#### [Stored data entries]
=-=-=-=-=

PR #71, opened 2016-11-24
some argument renaming upon request

j08lue:
As discussed in #63

### DIFF
--- a/sentinelsat/sentinel.py
+++ b/sentinelsat/sentinel.py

=-=-=-=-=

#### [Exercise directions]
Every record above should be written out exactly.

#### [Task output]
PR #71, opened 2016-11-24
some argument renaming upon request

j08lue:
As discussed in #63

### DIFF
--- a/sentinelsat/sentinel.py
+++ b/sentinelsat/sentinel.py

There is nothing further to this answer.